Print every entry below again. Nothing may differ from the original.
START Available data
PR #1031, opened 2021-04-15
DUOS-1192[risk=no]Cancelled DARs visible in Manage Screens

raejohanek:
SCOPE:
- filter out dars that have a cancelled status (any dar that has a status that is not null has a canceled status)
END Available data
■ **Response area**:
PR #1031, opened 2021-04-15
DUOS-1192[risk=no]Cancelled DARs visible in Manage Screens

raejohanek:
SCOPE:
- filter out dars that have a cancelled status (any dar that has a status that is not null has a canceled status)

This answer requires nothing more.